To start with the latter issue — arguably more immediately pertinent to current tribulations. The following events should raise eyebrows. In 2013 the largest bank in Europe surprised the markets and its investors when it diluted 10% of its overall equity and since then deleveraged or purged its balance sheet, quietly jettisoning billions of toxic, or potentially toxic, investments.

Nevertheless, Deutsche Bank’s 2014 annual report revealed that the super bank (in size anyway) had an eyewatering €54.7 trillion net exposure to derivatives, a sum, to put it in perspective, which is 20 times in excess of the GDP of the EU economic powerhouse, Germany.

During the 2014-2015 period the bank undertook further deleveraging of investments it deemed of risk; it sold €8 billion worth of stock at a 30% discount and failed banking industry “stress tests”. And just this month witnessed the resignation, without explanation, of its two CEO’s followed by a Standard and Poors rating of BBB+, a dangerously low rating — lower than Lehmann’s just prior to its collapse.

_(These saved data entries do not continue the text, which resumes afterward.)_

PR #1927, opened 2022-08-25
DataPointSeries.GetItem is using cached items source points.

### LINKED ISSUE #1926: DatePointSeries ignores cached item source points
The GetItem method in DataPointSeries never uses cached item source points which can result in a huge performance penalty for simple operations like getting nearest point for mouse movement.

### Steps to reproduce

1. Create an item source class that implements IEnumerable<DataPoint>.
2. Make a log entry or breakpoint in the enumerator.
3. Attach the item source to a line series and move the mouse arround.

Platform:
.NET version:

### Expected behaviour
Mouse movement should only result in a single iteration of the items source.

### Actual behaviour
The item source iterator is called quite a lot.

pantosh:
Removed items source null check in DataPointSeries.GetItem since it prevented the use of cached items source points resulting in a huge performance penalty for large or slow items source data sets.

Fixes #1926 .

Null check for items source removed since it is already checked for in ActualPoints, but ActualPoints also returns cached points if available.

### DIFF
--- a/CHANGELOG.md
+++ b/CHANGELOG.md
@@ -28,6 +28,7 @@ All notable changes to this project will be documented in this file.
 - WindowsForms tracker no longer clipping outside PlotView boundaries (#1863)
 - Histogram now rendering properly when using logarithmic Y axis (#740) 
 - Fix ExampleLibrary build errors in certain code pages (#1890)
+- DataPointSeries.GetItem uses cached items source points if available.
 
 ## [2.1.0] - 2021-10-02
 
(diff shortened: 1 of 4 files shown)


VisualMelon:
This is a tad non-trivial, so I'll wait to test it until I have more time.

pantosh:
The items source invalidation design lacks some sophistication as also observed in #1928.
It would be more intuitive if caching of items sources were invalidated on the items source level rather than on the PlotModel.
Caching of items should be separated from their use instead of all the if itemssource == null checks, which do seem to cause crashes and performance issues.

pantosh:
This change did have some negative consequences: Custom labels referred with TrackerFormatString did not show.
This means that this is not pull ready yet.
I still think there are some serious performance issues with data sources containing many plots.

Jonarw:
Closing this according to the discussion in https://github.com/oxyplot/oxyplot/discussions/2012. If there is interest to continue with this topic, feel free to let us know in here or start a new PR.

Deutsche Bank’s ultimate fate remains to be seen but these indicators do not present a healthy financial institution. It goes without saying that a Greek default would have massive repercussions for Deutsche Bank and by implication the entire European banking system.

This nightmare situation must be informing the thinking of Greece’s creditors, not least German chancellor, Angela Merkel.

Regarding Goldman Sachs, it’s a matter of record that the global investment bank, in 2002, assisted Greece in disguising the true extent of its banking debt via a questionable process called “cross currency swapping”. While this practice itself isn’t unusual, in the case of Greece, notional currency rates were factored in to the process resulting in credit of up to $1 billion for Greece which distorted completely their national balance sheet.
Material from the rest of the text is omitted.